Will
Mufti be able to reconcile contradictions ?
A tight rope walking for the Mufti in his
new avatar
By conceding the demand for Chief Ministership to the People’s
Democratic Party (PDP), the Congress president, Ms Sonia Gandhi not only
displayed just political wisdom and maturity but also an understanding
of nationalistic needs and necessities. Had it not been Jammu and Kashmir,
the Congress would never have let the opportunity go to install a Congress
led government. But for Jammu and Kashmir, the situation demanded a difference.
The difference of political consensus, among all the players whether in
government (at the centre) or in the opposition, given the circumstances
prevailing in that state.
Mufti Mohammad Sayed
Even the National Democratic Alliance (NDA) government would not have liked
to concede the government to opposition in the backdrop of the fact that
one of its constituents, the National Conference (NC) had emerged as a
single largest group in the assembly with 29 seats. With so many independents
having won, besides some NC dissidents, the NDA could have conveniently
managed a National Conference led government in the state. All said and
done, the NC government would still be counted as NDA constituent government
like those in Andhra Pradesh or Haryana and could have given it some consolation
at a time when it is loosing most of the states to the Congress.
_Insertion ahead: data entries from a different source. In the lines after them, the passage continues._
PR #1261, opened 2025-08-23
startup fixes in v0.5.0a1

uralik:

* fixing environment resolver call (that links to cluster resolver)
* cluster resolver slurm variable name fix

### DIFF
--- a/src/fairseq2/assets/store.py
+++ b/src/fairseq2/assets/store.py
@@ -202,7 +202,7 @@ class AssetEnvironmentDetector:
 
     def detect(self) -> str | None:
         for env_resolver in self._env_resolvers:
-            env = env_resolver()
+            env = env_resolver(self._resolver)
             if env is not None:
                 return env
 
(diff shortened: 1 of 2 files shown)


src/fairseq2/cluster.py
```diff
@@ -177,7 +177,7 @@ def _get_master_port(self, job_id: int) -> str:
 
     @override
     def supports_current_cluster(self) -> bool:
-        return self._env.has("SLURM_PROC_ID")
+        return self._env.has("SLURM_PROCID")
```
zyaoj, line 180: thanks for the fix!

src/fairseq2/assets/store.py
```diff
@@ -202,7 +202,7 @@ def __init__(
 
     def detect(self) -> str | None:
         for env_resolver in self._env_resolvers:
-            env = env_resolver(self._resolver)
+            env = env_resolver()
```
zyaoj: This is placed here to follow the protocol `AssetEnvironmentResolver`. Please refer to the updated fs2-ext [here](https://github.com/fairinternal/fairseq2-ext/pull/132).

However,
it did not act under political or partisan compulsions, but surely in consonance
with the need of the hour. The national interest prevailed over the partisan
interest.
It is an open secret that the (PDP) led by Mufti Mohammad Sayed, a former
Home Minister, pursued almost the same agenda as that of the All Party
Hurriyat Conference with single exception that it did not seek secession
or the right to self determination. The demand for scrapping of the
POTA, disbanding the Special Operations Group (SOG) the most effective
counter insurgent force in the state, releasing the militants and unconditional
dialogue with the secessionists (read Hurriyat leaders) does not sound
in any way different from that of the Hurriyat agenda.
The PDP won 16 seats with the whole hearted, yet subtle, support of
the Hurriyat. The Hurriyat had its own interest also as it feared the NC
and its leader, Dr Farooq Abdullah the most. Dr Abdullah holds decisive
influence over the decision making process at the centre. Besides, for
all these years, whether in power or out of it, he has always pleaded India’s
case strongly at various national and international fora. He has always
been uncompromising on the issue of accession. He has always been asserting
that the Hurriyat leaders should be entertained for talks only as long
as they do not involve Pakistan in the dialogue.
Had the NC returned to power this time, Dr Abdullah would have enjoyed
all the moral, legal, constitutional and political legitimacy to deal with
the Hurriyat and other separatists. Because this time, nobody could accuse
him of coming to power after manipulating the elections, as these were
held in most transparent manner in total contrast to 1996. The Hurriyat
could no longer describe him as “New Delhi’s representative in Kashmir
and not the Kashmiri’s representative in New Delhi”, as former Hurriyat
chairman, Moulvi Umar Farooq would say. He emerged successful, although
to a partial extent only. The NC emerged as the single largest group in
Kashmir valley securing more seats than others put together. Nobody can
write off Dr Abdullah or his NC as far as Kashmir is concerned. Moreover,
it is the NC which has suffered the worst at the hands of the militants,
with hundreds of its cadres having been gunned down across the valley.
In fact it was the Jammu region, which failed the NC this time.
Now that the Mufti assumes the mantle of the Chief Minister in Jammu
and Kashmir, there is a growing hope that he may manage to involve the
Hurriyat and other secessionists in the dialogue to pave the way for finding
out a solution to the problem. One this is sure and certain, he enjoys
total support of the Hurriyat Conference and its leadership. Significantly
enough, while the negotiations were on between the Congress and the PDP
to form the government, the Hurriyat chairman, Prof Abdul Ghani Bhat issued
a statement saying that they (the Hurriyat) had great expectations from
the Mufti, obviously a tacit indication to the political establishment
in Delhi that they wanted Mufti to be the CM. And another senior Hurriyat
leader, Mr Javed Mir also corroborated Mr Bhat’s statement by welcoming
the Congress decision letting the Mufti to become the Chief Minister. These
factors weighed heavily in favour of Mufti, while negotiations were going
on between his PDP and the Congress.
The Mufti has a very difficult task ahead. He has to draw a balance
between the aspirations of the Hurriyat and other secessionists and the
expectations of the people who have supported him directly (the Congress)
or indirectly (the NDA government) to become the Chief Minister. Moreover,
he has also to confront the reservations within the Congress against his
being given the Chief Ministership. Most of the legislators have already
not just expressed displeasure and disappointment, but have threatened
a rebellion. It would certainly be a tight rope walking for the Mufti in
his new avatar as the Chief Minister, his lifelong dream come true at long
last after a long and hard bargain. Will he be able to reconcile the contradictions
he is riding on, only the time will tell.